» **TASK DATA**:
____
PR #2183, opened 2024-03-07
[Flow run infra overrides] Make flow run job vars available for reading

collincchoy:
PR exposes new `job_variables` field on flow run responses.

### DIFF
--- a/src/models/api/FlowRunResponse.ts
+++ b/src/models/api/FlowRunResponse.ts
@@ -38,5 +38,5 @@ export type FlowRunResponse = {
   work_queue_name: string | null,
   work_pool_name: string | null,
   work_pool_queue_name: string | null,
-  job_variables: Record<string, unknown> | null,
+  job_variables?: Record<string, unknown> | null,
 }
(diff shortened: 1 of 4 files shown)


pleek91 (approved):

src/models/api/FlowRunResponse.ts
```diff
@@ -38,4 +38,5 @@ export type FlowRunResponse = {
   work_queue_name: string | null,
   work_pool_name: string | null,
   work_pool_queue_name: string | null,
+  job_variables?: Record<string, unknown> | null,
```
collincchoy, line 41: `?` for compatibility w/ OSS - open PR over there to add this field so atm this may or may not be there, but coalescing to `{}` in the mapper either way

collincchoy: think we should be able to remove this `| null` also but gonna wait for the apis to stabilize

pleek91: Make sense, thanks!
____
» **TO DO**:
Reproduce, exactly and with both ends included, every line from the one that contains "(diff shortened: 1 of 4 files shown)" to the end of the listing above.

» **RESPONSE**:
(diff shortened: 1 of 4 files shown)


pleek91 (approved):

src/models/api/FlowRunResponse.ts
```diff
@@ -38,4 +38,5 @@ export type FlowRunResponse = {
   work_queue_name: string | null,
   work_pool_name: string | null,
   work_pool_queue_name: string | null,
+  job_variables?: Record<string, unknown> | null,
```
collincchoy, line 41: `?` for compatibility w/ OSS - open PR over there to add this field so atm this may or may not be there, but coalescing to `{}` in the mapper either way

collincchoy: think we should be able to remove this `| null` also but gonna wait for the apis to stabilize

pleek91: Make sense, thanks!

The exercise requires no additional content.